The Sexism Behind Sadie Hawkins

A girl chases a boy in honor of Sadie Hawkins Day. (Image courtesy of Wikipedia)

A girl chases a boy in honor of Sadie Hawkins Day. (Image courtesy of Wikipedia)

Avery Ngo and Isabella Do

Last week, Segerstrom High students were given a choice between two types of school dances: winter formal or Sadie Hawkins. For the past few years before the pandemic, the school has traditionally held winter formal dances.

“When it comes to winter formal or Sadie Hawkins, I would prefer winter formal because Sadie Hawkins is too casual. I like winter formal because I can dress up more,” says Andre Nguyen (12).

Winter formal is a dance with overall formal attire, including dresses, gowns, tuxedos, and more. Students from all grades are welcome to attend it on on January 29th. Sadie Hawkins, on the other hand, would take place on February 5th. It would be a  “girls-ask-boys” dance with casual wear, including jeans, shorts, and t-shirts.

“I like both. I like Sadie Hawkins because it would give me a chance to ask my boyfriend out, but I also like winter formal because it’s pretty, elegant, and an excuse to go shopping,” says Yalena Watrous (12). 

But when it comes to Sadie Hawkins, the idea that the dance was once lauded as a feminist notion is appalling in today society.

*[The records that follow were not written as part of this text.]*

PR #73, opened 2023-08-16
Enforce quality checks and type hints, improve quality and typing

bradenmacdonald:
As it turns out, the CI checks for this repo were not running pylint or mypy, and there were a ton of lint errors and typing bugs.

This repo's packages also didn't have any `py.typed` files, so whatever type hints they declared were being ignored by other code like edx-platform code that uses this.

This PR:
* configures CI to run quality checks, including using `mypy` to do static type checking of the code.
* Adds more type hints, both to make code visible to `mypy` and to improve its quality
* fixes all the lint issues found
* fixes all the type hint issues found

A few of these issues automatically identified are clearly bugs, which are now fixed :)

Private-ref: FAL-3476


openedx-webhooks:
Thanks for the pull request, @bradenmacdonald!  Please note that it may take us up to several weeks or months to complete a review and merge your PR.

- supporting documentation

openedx_learning/core/publishing/api.py
```diff
@@ -131,7 +135,7 @@ def publish_from_drafts(
             learning_package_id=learning_package_id,
             message=message,
             published_at=published_at,
-            published_by=published_by,
+            published_by_id=published_by,
```
bradenmacdonald, line 138: This was a bug: the function accepted an `int` but assigned it to a `User` model attribute.

openedx_learning/core/publishing/api.py
```diff
@@ -93,7 +97,7 @@ def learning_package_exists(key: str) -> bool:
     """
     Check whether a LearningPackage with a particular key exists.
     """
-    LearningPackage.objects.filter(key=key).exists()
+    return LearningPackage.objects.filter(key=key).exists()
```
bradenmacdonald, line 100: This was a bug - missing return statement.

openedx_learning/core/components/admin.py
```diff
@@ -120,29 +125,8 @@ def get_queryset(self, request):
         )
 
 
-def is_displayable_text(mime_type):
```
bradenmacdonald, line 123: This function was no longer used, after a prior refactor.

openedx_learning/core/contents/api.py
```diff
@@ -31,8 +40,11 @@ def create_raw_content(
     return raw_content
 
 
-def create_text_from_raw_content(raw_content, encoding="utf-8-sig"):
-    text = codecs.decode(raw_content.file.open().read(), "utf-8-sig")
+def create_text_from_raw_content(raw_content: RawContent, encoding="utf-8-sig") -> TextContent:
+    """
+    Create a new TextContent instance for the given RawContent.
+    """
+    text = codecs.decode(raw_content.file.open().read(), encoding)
```
bradenmacdonald, line 47: This was a bug (I assume): the API accepted an `encoding` parameter but ignored it, and always used `"utf-8-sig"`

openedx_learning/core/contents/api.py
```diff
@@ -41,37 +53,49 @@ def create_text_from_raw_content(raw_content, encoding="utf-8-sig"):
...
+    or create it if it doesn't exist.
+    """
     with atomic():
         raw_content, rc_created = get_or_create_raw_content(
-            learning_package_id, data_bytes, mime_type, created, hash_digest=None
+            learning_package_id, data_bytes, mime_type, created, hash_digest
         )
         if rc_created or not hasattr(raw_content, "text_content"):
-            text = codecs.decode(data_bytes, "utf-8-sig")
+            text = codecs.decode(data_bytes, encoding)
```
bradenmacdonald, line 98: Same here: `encoding` parameter was silently ignored.

openedx_learning/lib/fields.py
```diff
@@ -19,7 +19,7 @@
 from .validators import validate_utc_datetime
 
 
-def create_hash_digest(data_bytes):
+def create_hash_digest(data_bytes: bytes) -> str:
```
bradenmacdonald, line 22: With a type annotation, this argument could be renamed from `data_bytes` to `data: bytes` which is much more clear (`data_bytes` could be a size in bytes, for example). But the name `data_bytes` is already used by `create_raw_content` in the public API so I'm not sure if it's OK to change.

openedx_tagging/core/tagging/api.py
```diff
@@ -20,19 +21,19 @@
...
-    taxonomy_class: Type = None,
+    taxonomy_class: type[Taxonomy] | None = None,
 ) -> Taxonomy:
     """
     Creates, saves, and returns a new Taxonomy with the given attributes.
     """
     taxonomy = Taxonomy(
         name=name,
-        description=description,
+        description=description or "",
```
bradenmacdonald, line 36: Per Django convention, `NULL`/`None` should not be used for text fields.

openedx_tagging/core/tagging/import_export/exceptions.py
```diff
@@ -63,8 +72,8 @@ class InvalidFormat(TagParserError):
     Exception used when there is an error with the format
     """
 
-    def __init__(self, tag: dict, format: str, message: str, **kargs):
-        self.tag = tag
+    def __init__(self, tag: dict | None, format: str, message: str, **kargs):
+        super().__init__(tag)
```
bradenmacdonald, line 76: These exception classes are quite messy and could use a refactor. Once you add type hints, the problems become more obvious. In particular, none of them were calling `super().__init__()`, and the purpose of the `tag` field is unclear. Some have hard-coded messages and some let you override the `message`. For now I just made the minimal changes to get type checks passing.

openedx_tagging/core/tagging/import_export/parsers.py
```diff
@@ -201,24 +201,24 @@ class JSONParser(Parser):
...
+    def _load_data(cls, file: BytesIO) -> tuple[list[dict], list[TagParserError]]:
         """
         Read a .json file and validates the root structure of the json
         """
         file.seek(0)
         try:
             tags_data = json.load(file)
         except json.JSONDecodeError as error:
-            return None, [
+            return [], [
```
bradenmacdonald, line 217: This was returning `(None, list)` in a clear violation of the declared return type `(list, list)`

openedx_tagging/core/tagging/import_export/parsers.py
```diff
@@ -255,25 +255,25 @@ class CSVParser(Parser):
...
         """
         file.seek(0)
         text_tags = TextIOWrapper(file, encoding="utf-8")
         csv_reader = csv.DictReader(text_tags)
         header_fields = csv_reader.fieldnames
-        errors = cls._verify_header(header_fields)
+        errors = cls._verify_header(list(header_fields or []))
         if errors:
-            return None, errors
+            return [], errors
```
bradenmacdonald, line 272: Same here, invalid return of `None`

openedx_tagging/core/tagging/import_export/api.py
```diff
@@ -124,14 +125,18 @@ def get_last_import_status(taxonomy: Taxonomy) -> TagImportTaskState:
     Get status of the last import task of the given taxonomy
     """
     task = _get_last_import_task(taxonomy)
-    return task.status
+    if task is None:
+        raise ValueError("No import task was created yet.")
+    return TagImportTaskState(task.status)
```
bradenmacdonald, line 130: This was a bug: the typing declared that it returned enum instances, but it was returning the enum _values_ which are just plain strings. Also it wasn't handling the case where there was no "last import task".

openedx_tagging/core/tagging/models/base.py
```diff
@@ -119,7 +121,6 @@ class Taxonomy(models.Model):
         ),
     )
     description = MultiCollationTextField(
-        null=True,
```
bradenmacdonald, line 122: Django convention is not not use NULL for text fields, unless there's a very good reason, which doesn't seem to be the case here.

tests/openedx_tagging/core/tagging/test_system_defined_models.py
```diff
@@ -98,31 +94,35 @@ def test_implementation_error(self, taxonomy_cls, expected_exception):
...
-
-        assert self.user_taxonomy.validate_object_tag(
-            object_tag=object_tag,
-            check_object=False,
-            check_taxonomy=False,
-            check_tag=True,
-        ) == expected
+    # FIXME: something is wrong with this test case. It's setting the string
+    # "tag_id" as the primary key (integer) of the Tag instance, and it mentions
+    # "parent validation" but there is nothing to do with parents here.
```
bradenmacdonald, line 99: I'm not sure what was going on with this test case. It was failing and I don't know what it's even trying to do, so for now I commented it out.

tests/openedx_tagging/core/tagging/test_system_defined_models.py
```diff
@@ -205,29 +205,33 @@ class TestLanguageTaxonomy(TestTagTaxonomyMixin, TestCase):
...
-            id=tag_id,
-            taxonomy=self.language_taxonomy,
-            value="_val",
-            external_id=lang,
-        )
-        object_tag = ObjectTag(
-            object_id="id",
-            tag=tag,
-        )
-        self.language_taxonomy.validate_object_tag(
```
bradenmacdonald, line 225: This function just returns a `bool` so this test was having no effect. I commented it out because again I'm not sure what it's supposed to be doing.

openedx_tagging/core/tagging/models/base.py
```diff
@@ -344,11 +345,11 @@ def _check_taxonomy(
         Subclasses can override this method to perform their own taxonomy validation checks.
         """
         # Must be linked to this taxonomy
-        return object_tag.taxonomy_id and object_tag.taxonomy_id == self.id
+        return bool(object_tag.taxonomy_id) and object_tag.taxonomy_id == self.id
```
rpenido, line 349: I'm unsure if it applies here, but in the edgy case where `taxonomy_id=0`, `bool(object_tag.taxonomy_id)` will mistakenly return `False`.
```suggestion
        return object_tag.taxonomy is not None and object_tag.taxonomy_id == self.id
```

openedx_learning/core/components/admin.py
```diff
@@ -1,34 +1,39 @@
...
 from .models import (
     Component,
     ComponentVersion,
     ComponentVersionRawContent,
 )
-from openedx_learning.lib.admin_utils import ReadOnlyModelAdmin
 
 
 class ComponentVersionInline(admin.TabularInline):
+    """Inline admin view of ComponentVersion from the Component Admin"""
```
rpenido, line 16: Nit: Our [python](https://edx.readthedocs.io/projects/edx-developer-guide/en/latest/style_guides/python-guidelines.html#docstrings) guidelines state that we should:
> "Always format docstrings using the multi-line convention, even if there’s only one line of content".

I saw that you're fixing a lot of functions without docstring here. Is it a good time to fix this (at least in the changed ones)?

openedx_learning/lib/collations.py
```diff
@@ -77,7 +77,7 @@ def db_collation(self, value):
 
         This can be removed when we move to Django 4.2.
         """
-        pass
+        pass  # pylint: disable=unnecessary-pass
```
rpenido, line 80:
```suggestion
```

If we have a docstring I think is safe to remove the `pass`, right?

openedx_learning/lib/fields.py
```diff
@@ -172,7 +172,7 @@ class MultiCollationCharField(MultiCollationMixin, models.CharField):
     PostgreSQL. Even MariaDB is starting to diverge from MySQL in terms of what
     collations are supported.
     """
-    pass
+    pass  # pylint: disable=unnecessary-pass
```
rpenido, line 175:
```suggestion
```
Ditto

openedx_learning/lib/fields.py
```diff
@@ -183,4 +183,4 @@ class MultiCollationTextField(MultiCollationMixin, models.TextField):
     forces the compatible charset to be set in MySQL, and that's the part that
     matters for our purposes. So for example, if you set 
     """
-    pass
+    pass  # pylint: disable=unnecessary-pass
```
rpenido, line 186:
```suggestion
```
Ditto

openedx_learning/rest_api/v1/components.py
```diff
@@ -7,8 +7,11 @@
 
 
 class ComponentViewSet(viewsets.ViewSet):
+    """
+    Example endpoints for a Components REST API. Not implemented.
+    """
     def list(self, request):
-        items = Component.objects.all()
+        items = Component.objects.all()  # pylint: disable=unused-variable
```
rpenido, line 14: Nit: remove pylint comment
```suggestion
        _items = Component.objects.all()
```

rpenido (commented):
Hi @bradenmacdonald! Awesome work here.

I just pointed out some nits, but feel free to push back if you want to!

We are working a lot with this repository, so we should merge this ASAP to avoid a rebase hell.

PS: Running `make quality` I got a warning on the console:
```
pylint: Command line or configuration file:1: UserWarning: Specifying exception names in the overgeneral-exceptions option without module name is deprecated and support for it will be removed in pylint 3.0. Use fully qualified name (maybe 'builtins.Exception' ?) instead.
```
Changing the `pylintrc` as suggested in the warning removed it.
```
[EXCEPTIONS]
overgeneral-exceptions = builtins.Exception
```

tests/openedx_tagging/core/tagging/test_system_defined_models.py
rpenido: @ChrisChV Could you please check this when you have time?

tests/openedx_tagging/core/tagging/test_system_defined_models.py
rpenido: @ChrisChV Same here.

openedx_learning/lib/collations.py
bradenmacdonald: > If we have a docstring I think is safe to remove the pass, right?

Yes, totally safe. I just left it in because it's a more explicit signal that the class/function is supposed to be blank. But you're right, maybe it's cleaner to just remove it.

openedx_tagging/core/tagging/models/system_defined.py
```diff
@@ -1,4 +1,6 @@
 """ Tagging app system-defined taxonomies data models """
+from __future__ import annotations
+
 import logging
 from typing import Any, List, Type, Union
```
rpenido, line 5:
```suggestion
from typing import Any, Type, Union
```
I think we have an unused import here.

openedx_learning/core/components/admin.py
bradenmacdonald: Oh, I didn't know that was the official guideline. That's actually my personal preference too; I just used the one line form because it was already in use in this repo. I agree it makes sense to fix it now.

openedx_tagging/core/tagging/models/base.py
bradenmacdonald: I don't think we really need to worry about id being zero, but it's better to be safe than sorry, so I've made that change :)

bradenmacdonald:
@rpenido Thanks for the great review! (and fast!) I agree that we should merge this ASAP because of the large number of possible conflicts.

> PS: Running make quality I got a warning on the console... Changing the pylintrc as suggested in the warning removed it.

The `pylintrc` is managed by [edx-lint](https://github.com/openedx/edx-lint), so they'll probably fix it "upstream" at some point. We don't need to fix it separately in this repo.

> Is there a chance that we break edx-platform (if the version is not pinned) because we forced the types here, and there is a wrong call on edx-platform side (or another package that imports this package)?

Nope. Python ignores the types at runtime, and on the edx-platform side they're not even being checked yet. Actually once this PR is merged, I'm going to modify edx-platform so that they are checked.

> Is there something that I can check on the `django-rules`PR? I'm not sure how to reproduce what are you experiencing.

Sorry, I didn't mention that. You need to edit `openedx_tagging/core/tagging/rules.py` to remove the `# type: ignore` from the line where we `import rules`, and then if you run `mypy` you'll see the error I mentioned.

bradenmacdonald:
@ormsbee Since Jill is on leave, would you be able to approve merging this PR?

openedx_learning/core/contents/api.py
ormsbee: Yup, ty!

openedx_learning/lib/fields.py
ormsbee: The only place it could be used is edx-platform, so I think it's okay to change if it's not already referenced there. I also don't think it's that important to do so though.

ormsbee (approved):
Looks good to me. I realize there are some follow-up items from this (like the test), but it's probably better to merge this ASAP given it's size and breadth.

Thanks @bradenmacdonald. This is one of those things that I really wanted to see happen but didn't get around to. It warms my heart to see this sort of thing revealing bugs.

openedx_learning/lib/fields.py
bradenmacdonald: Yeah honestly this is a very minor thing :p

openedx-webhooks:
@bradenmacdonald 🎉 Your pull request was merged!  Please take a moment  to [answer a two question survey](https://docs.google.com/forms/d/e/1FAIpQLSceJOyGJ6JOzfy6lyR3T7EW_71OWUnNQXp68Fymsk3MkNoSDg/viewform?usp=pp_url&entry.1671973413=openedx/openedx-learning&entry.867055334=https://github.com/openedx/openedx-learning/pull/73&entry.1484655318=https://github.com/bradenmacdonald&entry.752974735=2023-08-16+21:04&entry.1917517419=2023-08-24+16:48&entry.2133058324=Yes) so we can improve your experience in the future.

tests/openedx_tagging/core/tagging/test_system_defined_models.py
ChrisChV: Ack!

tests/openedx_tagging/core/tagging/test_system_defined_models.py
ChrisChV: Ack!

It highlights archaic gender norms by suggesting that girls asking boys to a dance is uncommon. 

Looking at the history of the dance, this is unsurprising. The Sadie Hawkins dance came from the cartoonist Al Capp, in his character Sadie Hawins. Sadie was the “homeliest  gal in all them hills” and the daughter of Hezekiah, the wealthiest man in the town.  Seeing how Sadie’s repulsive appearance frightened men away, Hezekiah declared a “Sadie Hawkins” day where all unmarried men were to be chased by Sadie. If Sadie caught one, he would have to marry her. 

The concept of a woman’s worth being dependent on her looks is sexist and derogatory. It reinforces girls’ insecurity over their looks in an already oversexualized world. Especially with the rise of social media and photoshop, the standard of beauty for women has become unattainable. 

In spite of the history behind Sadie Hawkins, Nguyen has a more traditional take on it. He says, “I still think it’s a cool idea because girls can ask out guys. In this day in age, I do think that photoshop and Instagram have created higher beauty standards because so many people can access Instagram and look at pretty girls.” 

Watrous agrees, saying, “Social media plays a huge impact in what the ideal beauty is. With social media, everyone has the will to be someone else because of social media to have the prettiest body.” 

But with this already fragile relationship between a girl, her body, and beauty norms, organizing such a dance with a history that exploits these vulnerabilities should be reconsidered.